5 shows a diagram in which the coolant temperature t _KM is plotted against the flow path I _{KM of} the coolant. The inner rib-free zone 42 . 43 according to 4 are shown in gray stripes at the beginning and end of the flow path. The dotted line represents the state of the art 1 ie with a continuous inner rib 3 . 4 , while the solid line represents the temperature profile with inventively recessed inner rib. It can be seen from this diagram that the coolant temperature in the region of the rib-free zones (gray stripes) remains constant, ie the coolant temperature rises only in the region of the inner rib and thus remains after leaving the region of the inner rib, ie in the region of the rib-free zone 43 constant. Here, ie in the entry region of the charge air, the rib-free zone proves to be particularly advantageous, since otherwise (see dotted line) the coolant temperature would increase significantly and boiling would occur.

6 shows as a further embodiment of the invention, a so-called stacking disk 50 , which is part of a stack of stacks heat exchanger, not shown, whose construction z. B. by the aforementioned DE 195 11 991 A1 the applicant is known. The stacking disk 50 has two inlet openings 51 . 52 for a liquid coolant and two outlet openings 53 . 54 on.
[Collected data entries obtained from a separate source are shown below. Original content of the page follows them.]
PR #416, opened 2025-01-29
Make computer use a CLI script

merveenoyan:
This PR makes computer use example into a CLI script for more general easy use + adds `HfApiModel` as provider since we'll have longer context Qwen2VL soon

PR #461, opened 2025-02-01
Added `HfApiModel` import to `web browser example`

sergiopaniego:
Just as the title says 😄 
By the way, is there any model that already has a longer [context](https://github.com/huggingface/smolagents/pull/416#issue-2818406203) that may be used for this example with `HfApiModel`? @aymeric-roucher @merveenoyan


aymeric-roucher (approved):

aymeric-roucher:
Thank you @sergiopaniego !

The coolant thus flows in the drawing from right to left. The stacking disk 50 also has an inlet opening 55 for the charge air and an outlet opening 56 for the charge air on. The charge air thus flows in the drawing from left to right, represented by the arrows LLE and LLA, while the flow of the coolant is indicated by arrows labeled KM. Both media thus flow in countercurrent.

7 shows a section along the line VII-VII through the coolant inlet opening 52 and the coolant outlet opening 53 , The stacking disk 50 forms a flow channel for the charge air and consists of an upper disc 50a and a lower disc 50b , which at the edge and in the area of the coolant openings 51 to 54 are soldered tight. Between two stacking discs 50 . 50 ' is a gap 57 arranged, which is flowed through according to the arrows KM of coolant. The height of the coolant gap 57 is smaller than the channel height of a charge air leading stacking disk 50 , In the pile 50 is an inner rib 58 (Sat. 6 ), which in the direction of the charge air flow LLE a leading edge or leading edge 58a and a trailing or trailing edge 58b having. The through the entrance opening 55 inflowing hot charge air thus flows, following the direction of the arrow LLE, first between the two coolant outlet openings 53 54 into an inner rib-free zone 59 and then hit the leading edge 58a the inner rib 58 , Thus occurs - as described in the previous embodiments - in this inner rib-free area 59 a reduced heat exchange between hot charge air and coolant. In the outlet area of the charge air is also an inner rib-free zone 60 behind the trailing edge 58b ,

Claims (4)

Intercooler, in particular for motor vehicles with flow-through by charge air, having inner fins flow channels ( 30 . 40 . 50 ), in particular flat tubes or stacking disks, which are flowed around by a liquid coolant, in particular in countercurrent, wherein the flow channels inlet and outlet cross-sections for the charge air and between the inlet and outlet cross-sections have a length L _RO , characterized in that the inner ribs ( 31 . 41 . 58 ) in the flow channels ( 30 . 40 . 50 ) each have a longitudinal extent L _IR , which is smaller than the length L _RO . Intercooler according to claim 1, characterized in that in the inlet and / or outlet region of the flow channels ( 30 . 40 . 50 ) one each inner rib-free zone ( 32 . 33 ; 42 . 43 ; 59 . 60 ) is left. Intercooler according to claim 2, characterized in that the inner rib-free zone ( 32 . 33 ; 42 . 43 ; 59 . 60 ) in the flow direction of the charge air has a length x, which is dimensioned as follows: 5 ≤ x ≤ 15 mm, in particular x ≈ 10 mm. Intercooler according to claim 2 or 3, characterized in that the coolant in the region of the inner rib-free zones ( 42 . 43 ) is guided transversely to the charge air flow.